PR #12545, opened 2023-04-19
Add default option to MorphAnalysis.get

adrianeboyd:
## Description

Similar to `dict`, allow a `default` option for `MorphAnalysis.get` for the user to provide a default return value if the field is not found. The default return value remains `[]`, which is not the same as `dict.get`, but is already established as this method's default return value with the return type `List[str]`. However the new `default` option does not enforce that the user-provided default is actually `List[str]`.

### Types of change

Enhancement.

## Checklist


spacy/tests/doc/test_morphanalysis.py
```diff
@@ -32,7 +32,8 @@ def test_token_morph_key(i_has):
 
 def test_morph_props(i_has):
     assert i_has[0].morph.get("PronType") == ["prs"]
-    assert i_has[1].morph.get("PronType") == []
```
svlandeg, line 35: Why did you remove the original assert, I thought that behaviour would still be valid?

svlandeg (commented):
Looks good! Just had one small question.

spacy/tests/doc/test_morphanalysis.py
adrianeboyd: No reason, I'll add it back.

bryant1410:
Thanks, folks!

PR #12553, opened 2023-04-20
Load exceptions last in Tokenizer.from_bytes

adrianeboyd:
## Description

In `Tokenizer.from_bytes`, the exceptions should be loaded last so that they are only processed once as part of loading the model.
____________
## TASK TO COMPLETE
Take the entries above and copy them out exactly.

## RESULT OF THE TASK
PR #12545, opened 2023-04-19
Add default option to MorphAnalysis.get

adrianeboyd:
## Description

Similar to `dict`, allow a `default` option for `MorphAnalysis.get` for the user to provide a default return value if the field is not found. The default return value remains `[]`, which is not the same as `dict.get`, but is already established as this method's default return value with the return type `List[str]`. However the new `default` option does not enforce that the user-provided default is actually `List[str]`.

### Types of change

Enhancement.

## Checklist


spacy/tests/doc/test_morphanalysis.py
```diff
@@ -32,7 +32,8 @@ def test_token_morph_key(i_has):
 
 def test_morph_props(i_has):
     assert i_has[0].morph.get("PronType") == ["prs"]
-    assert i_has[1].morph.get("PronType") == []
```
svlandeg, line 35: Why did you remove the original assert, I thought that behaviour would still be valid?

svlandeg (commented):
Looks good! Just had one small question.

spacy/tests/doc/test_morphanalysis.py
adrianeboyd: No reason, I'll add it back.

bryant1410:
Thanks, folks!

PR #12553, opened 2023-04-20
Load exceptions last in Tokenizer.from_bytes

adrianeboyd:
## Description

In `Tokenizer.from_bytes`, the exceptions should be loaded last so that they are only processed once as part of loading the model.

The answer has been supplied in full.